→ **Problem details**
From the line with "PR #1606, opened 2023-05-07" through the line with "-576,7 +576,7 @@", inclusive, return each line of the data below exactly and leave the rest out.
▶
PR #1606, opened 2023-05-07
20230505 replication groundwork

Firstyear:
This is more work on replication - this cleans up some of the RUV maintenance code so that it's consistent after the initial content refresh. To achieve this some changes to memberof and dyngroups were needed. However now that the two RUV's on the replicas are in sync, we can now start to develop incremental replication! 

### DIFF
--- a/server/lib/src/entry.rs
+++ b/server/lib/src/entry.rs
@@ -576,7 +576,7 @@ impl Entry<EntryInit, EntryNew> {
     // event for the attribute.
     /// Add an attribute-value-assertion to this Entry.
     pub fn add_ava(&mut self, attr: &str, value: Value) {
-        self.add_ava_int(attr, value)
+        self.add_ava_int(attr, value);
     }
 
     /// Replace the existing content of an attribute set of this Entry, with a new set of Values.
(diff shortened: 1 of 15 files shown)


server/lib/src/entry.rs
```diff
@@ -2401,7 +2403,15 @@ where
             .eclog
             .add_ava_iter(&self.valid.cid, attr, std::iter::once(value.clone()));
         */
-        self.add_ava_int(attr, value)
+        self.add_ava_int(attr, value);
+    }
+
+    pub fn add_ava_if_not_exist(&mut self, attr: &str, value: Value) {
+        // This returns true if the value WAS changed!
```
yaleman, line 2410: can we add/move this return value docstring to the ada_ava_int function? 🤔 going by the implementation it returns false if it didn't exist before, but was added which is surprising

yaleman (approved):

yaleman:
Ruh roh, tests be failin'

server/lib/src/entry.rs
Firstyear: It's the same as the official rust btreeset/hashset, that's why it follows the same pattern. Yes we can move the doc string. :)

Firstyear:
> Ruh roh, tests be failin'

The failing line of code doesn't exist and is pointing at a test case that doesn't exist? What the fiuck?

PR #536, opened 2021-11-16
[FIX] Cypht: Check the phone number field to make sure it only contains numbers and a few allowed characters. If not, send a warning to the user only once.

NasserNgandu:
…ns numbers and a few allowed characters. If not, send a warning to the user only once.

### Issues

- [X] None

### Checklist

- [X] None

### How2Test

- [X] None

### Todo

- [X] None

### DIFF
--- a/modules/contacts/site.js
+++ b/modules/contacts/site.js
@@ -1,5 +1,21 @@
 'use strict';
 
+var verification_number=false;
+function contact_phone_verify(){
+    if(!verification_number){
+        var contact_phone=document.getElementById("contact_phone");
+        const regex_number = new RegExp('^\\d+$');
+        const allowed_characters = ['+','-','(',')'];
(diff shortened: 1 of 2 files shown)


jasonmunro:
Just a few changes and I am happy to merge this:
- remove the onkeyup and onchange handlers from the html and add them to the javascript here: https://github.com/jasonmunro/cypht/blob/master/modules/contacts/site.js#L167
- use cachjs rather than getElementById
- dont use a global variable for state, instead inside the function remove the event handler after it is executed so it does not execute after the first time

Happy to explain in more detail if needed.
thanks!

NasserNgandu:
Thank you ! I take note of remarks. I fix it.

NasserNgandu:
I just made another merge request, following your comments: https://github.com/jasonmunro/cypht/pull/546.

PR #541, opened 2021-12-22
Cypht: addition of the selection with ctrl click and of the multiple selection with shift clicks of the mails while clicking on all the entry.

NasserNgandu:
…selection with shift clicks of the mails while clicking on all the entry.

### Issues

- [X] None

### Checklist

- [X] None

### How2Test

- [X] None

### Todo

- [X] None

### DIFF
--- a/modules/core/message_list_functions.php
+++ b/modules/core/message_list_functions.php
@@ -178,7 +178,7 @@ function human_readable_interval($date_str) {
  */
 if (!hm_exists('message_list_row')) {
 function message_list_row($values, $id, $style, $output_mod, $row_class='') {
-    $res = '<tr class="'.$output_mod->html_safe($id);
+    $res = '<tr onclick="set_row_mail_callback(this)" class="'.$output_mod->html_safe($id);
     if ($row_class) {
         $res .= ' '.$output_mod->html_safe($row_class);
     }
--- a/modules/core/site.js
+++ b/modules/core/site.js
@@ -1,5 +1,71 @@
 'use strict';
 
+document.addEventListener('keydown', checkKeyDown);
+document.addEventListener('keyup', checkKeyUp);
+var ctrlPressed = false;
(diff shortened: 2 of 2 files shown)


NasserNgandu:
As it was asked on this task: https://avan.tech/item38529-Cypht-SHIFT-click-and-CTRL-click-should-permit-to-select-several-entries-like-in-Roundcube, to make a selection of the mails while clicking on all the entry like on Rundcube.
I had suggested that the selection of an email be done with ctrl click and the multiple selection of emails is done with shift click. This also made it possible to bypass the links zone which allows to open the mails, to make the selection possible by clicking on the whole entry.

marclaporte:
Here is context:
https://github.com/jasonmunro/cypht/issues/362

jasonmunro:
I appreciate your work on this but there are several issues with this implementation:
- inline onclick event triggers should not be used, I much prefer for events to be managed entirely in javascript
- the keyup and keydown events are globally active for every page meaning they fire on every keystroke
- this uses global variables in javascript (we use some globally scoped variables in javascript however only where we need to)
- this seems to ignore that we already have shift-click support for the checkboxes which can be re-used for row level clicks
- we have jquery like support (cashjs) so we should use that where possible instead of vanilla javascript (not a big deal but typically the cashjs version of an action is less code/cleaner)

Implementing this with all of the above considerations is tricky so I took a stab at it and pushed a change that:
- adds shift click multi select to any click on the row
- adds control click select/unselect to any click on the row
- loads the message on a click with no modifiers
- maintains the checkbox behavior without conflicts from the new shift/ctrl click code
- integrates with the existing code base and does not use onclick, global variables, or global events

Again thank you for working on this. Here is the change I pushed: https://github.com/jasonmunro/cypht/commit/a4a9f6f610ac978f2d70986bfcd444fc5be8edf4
◀
▶
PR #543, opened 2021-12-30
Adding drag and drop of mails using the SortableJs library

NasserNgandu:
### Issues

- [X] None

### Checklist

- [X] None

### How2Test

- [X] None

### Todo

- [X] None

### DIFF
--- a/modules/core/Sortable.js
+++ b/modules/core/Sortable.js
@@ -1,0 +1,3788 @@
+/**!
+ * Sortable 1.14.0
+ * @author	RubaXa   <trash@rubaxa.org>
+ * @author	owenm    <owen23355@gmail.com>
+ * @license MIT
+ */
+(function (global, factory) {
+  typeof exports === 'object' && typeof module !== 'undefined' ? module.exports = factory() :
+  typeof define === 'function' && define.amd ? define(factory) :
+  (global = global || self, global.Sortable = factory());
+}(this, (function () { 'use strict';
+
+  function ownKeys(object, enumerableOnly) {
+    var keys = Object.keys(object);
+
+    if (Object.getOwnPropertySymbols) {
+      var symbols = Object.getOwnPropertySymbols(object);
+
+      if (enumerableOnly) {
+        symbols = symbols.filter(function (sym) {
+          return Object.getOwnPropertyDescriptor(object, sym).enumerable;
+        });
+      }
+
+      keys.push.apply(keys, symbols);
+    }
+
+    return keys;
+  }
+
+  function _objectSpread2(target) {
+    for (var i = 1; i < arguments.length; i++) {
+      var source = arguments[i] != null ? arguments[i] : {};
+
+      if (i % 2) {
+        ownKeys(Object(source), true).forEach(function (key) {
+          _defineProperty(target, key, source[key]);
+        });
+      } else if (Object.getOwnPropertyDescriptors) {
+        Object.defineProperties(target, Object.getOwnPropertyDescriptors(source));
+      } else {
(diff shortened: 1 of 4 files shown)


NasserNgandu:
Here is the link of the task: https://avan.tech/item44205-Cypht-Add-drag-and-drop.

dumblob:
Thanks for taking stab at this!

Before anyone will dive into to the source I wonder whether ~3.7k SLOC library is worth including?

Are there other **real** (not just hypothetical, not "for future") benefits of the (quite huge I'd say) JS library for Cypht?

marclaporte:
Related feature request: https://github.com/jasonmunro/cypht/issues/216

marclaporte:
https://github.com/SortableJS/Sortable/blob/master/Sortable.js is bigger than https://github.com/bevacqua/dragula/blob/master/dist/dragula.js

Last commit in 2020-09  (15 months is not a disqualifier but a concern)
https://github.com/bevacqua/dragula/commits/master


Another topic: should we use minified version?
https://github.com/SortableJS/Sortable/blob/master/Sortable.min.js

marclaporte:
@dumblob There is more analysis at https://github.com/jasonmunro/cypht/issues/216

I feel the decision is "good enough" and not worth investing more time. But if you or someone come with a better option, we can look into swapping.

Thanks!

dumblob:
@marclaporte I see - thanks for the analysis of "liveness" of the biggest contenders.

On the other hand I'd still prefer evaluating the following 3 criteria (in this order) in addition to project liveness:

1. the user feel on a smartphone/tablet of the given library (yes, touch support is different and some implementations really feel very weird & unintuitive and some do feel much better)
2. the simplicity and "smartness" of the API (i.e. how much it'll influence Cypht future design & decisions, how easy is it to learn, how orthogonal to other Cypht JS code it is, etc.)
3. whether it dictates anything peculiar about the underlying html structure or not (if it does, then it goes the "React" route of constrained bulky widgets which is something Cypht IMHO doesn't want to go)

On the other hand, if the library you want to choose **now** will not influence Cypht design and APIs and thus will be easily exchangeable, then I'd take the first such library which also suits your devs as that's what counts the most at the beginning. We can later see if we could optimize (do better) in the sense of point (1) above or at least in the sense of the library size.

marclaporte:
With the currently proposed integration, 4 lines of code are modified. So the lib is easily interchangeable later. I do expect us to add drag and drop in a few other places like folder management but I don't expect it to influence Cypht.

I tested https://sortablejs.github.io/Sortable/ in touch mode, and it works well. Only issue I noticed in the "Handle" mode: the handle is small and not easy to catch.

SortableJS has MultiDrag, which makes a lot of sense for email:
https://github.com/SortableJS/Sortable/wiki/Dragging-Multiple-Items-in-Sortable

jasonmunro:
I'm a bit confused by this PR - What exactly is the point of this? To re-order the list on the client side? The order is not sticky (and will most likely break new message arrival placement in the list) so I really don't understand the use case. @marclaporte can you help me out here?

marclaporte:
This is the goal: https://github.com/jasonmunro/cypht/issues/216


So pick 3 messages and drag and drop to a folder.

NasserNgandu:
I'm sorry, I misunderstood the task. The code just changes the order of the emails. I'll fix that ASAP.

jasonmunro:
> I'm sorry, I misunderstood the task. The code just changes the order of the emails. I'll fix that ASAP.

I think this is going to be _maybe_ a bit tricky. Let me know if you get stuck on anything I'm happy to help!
◀
▶
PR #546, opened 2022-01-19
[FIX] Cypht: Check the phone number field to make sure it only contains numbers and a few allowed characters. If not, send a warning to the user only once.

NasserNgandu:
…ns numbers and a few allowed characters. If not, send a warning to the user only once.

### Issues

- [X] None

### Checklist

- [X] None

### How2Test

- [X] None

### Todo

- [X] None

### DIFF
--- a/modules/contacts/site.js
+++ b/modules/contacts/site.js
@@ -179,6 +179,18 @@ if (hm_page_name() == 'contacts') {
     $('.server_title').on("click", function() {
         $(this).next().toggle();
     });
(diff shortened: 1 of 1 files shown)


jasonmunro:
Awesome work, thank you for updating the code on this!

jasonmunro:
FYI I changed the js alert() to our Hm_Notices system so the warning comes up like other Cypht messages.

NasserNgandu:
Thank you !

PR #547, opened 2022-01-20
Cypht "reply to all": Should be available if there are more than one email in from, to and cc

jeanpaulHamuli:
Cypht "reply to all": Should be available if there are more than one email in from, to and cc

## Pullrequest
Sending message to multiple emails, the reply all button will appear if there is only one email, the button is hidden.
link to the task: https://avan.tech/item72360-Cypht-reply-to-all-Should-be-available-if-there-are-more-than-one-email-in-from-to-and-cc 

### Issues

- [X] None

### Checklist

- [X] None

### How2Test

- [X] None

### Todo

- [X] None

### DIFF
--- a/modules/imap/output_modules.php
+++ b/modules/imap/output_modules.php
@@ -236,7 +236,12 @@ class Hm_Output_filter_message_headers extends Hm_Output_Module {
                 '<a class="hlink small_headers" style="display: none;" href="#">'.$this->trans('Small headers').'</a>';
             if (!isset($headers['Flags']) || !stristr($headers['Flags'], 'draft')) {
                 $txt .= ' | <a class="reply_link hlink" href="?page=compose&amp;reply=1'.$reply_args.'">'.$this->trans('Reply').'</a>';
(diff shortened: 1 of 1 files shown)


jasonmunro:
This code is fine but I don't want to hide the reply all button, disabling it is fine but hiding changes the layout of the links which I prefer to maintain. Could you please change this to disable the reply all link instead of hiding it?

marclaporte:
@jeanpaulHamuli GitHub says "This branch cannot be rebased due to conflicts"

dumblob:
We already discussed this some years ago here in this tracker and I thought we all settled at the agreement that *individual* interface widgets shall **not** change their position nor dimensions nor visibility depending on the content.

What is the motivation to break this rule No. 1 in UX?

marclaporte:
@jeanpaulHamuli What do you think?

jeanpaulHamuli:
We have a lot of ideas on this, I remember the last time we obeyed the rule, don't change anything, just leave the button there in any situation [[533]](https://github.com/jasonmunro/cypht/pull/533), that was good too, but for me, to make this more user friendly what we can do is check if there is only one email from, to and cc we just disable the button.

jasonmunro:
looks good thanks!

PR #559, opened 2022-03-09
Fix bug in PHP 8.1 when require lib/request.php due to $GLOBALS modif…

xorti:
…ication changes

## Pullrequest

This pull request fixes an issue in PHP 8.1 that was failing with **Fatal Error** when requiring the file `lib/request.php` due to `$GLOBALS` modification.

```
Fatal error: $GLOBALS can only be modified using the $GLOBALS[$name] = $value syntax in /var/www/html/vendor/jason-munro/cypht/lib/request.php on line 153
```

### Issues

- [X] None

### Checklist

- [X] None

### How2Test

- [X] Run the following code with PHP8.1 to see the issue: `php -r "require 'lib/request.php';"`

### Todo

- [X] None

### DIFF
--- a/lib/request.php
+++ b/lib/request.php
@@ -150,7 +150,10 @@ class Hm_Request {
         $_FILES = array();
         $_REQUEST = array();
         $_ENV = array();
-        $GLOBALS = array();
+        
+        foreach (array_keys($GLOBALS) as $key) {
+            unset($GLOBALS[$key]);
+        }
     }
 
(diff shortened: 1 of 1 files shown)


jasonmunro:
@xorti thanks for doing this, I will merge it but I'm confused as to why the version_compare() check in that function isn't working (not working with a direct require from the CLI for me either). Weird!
◀
→ **Answer to the problem**
PR #1606, opened 2023-05-07
20230505 replication groundwork

Firstyear:
This is more work on replication - this cleans up some of the RUV maintenance code so that it's consistent after the initial content refresh. To achieve this some changes to memberof and dyngroups were needed. However now that the two RUV's on the replicas are in sync, we can now start to develop incremental replication! 

### DIFF
--- a/server/lib/src/entry.rs
+++ b/server/lib/src/entry.rs
@@ -576,7 +576,7 @@ impl Entry<EntryInit, EntryNew> {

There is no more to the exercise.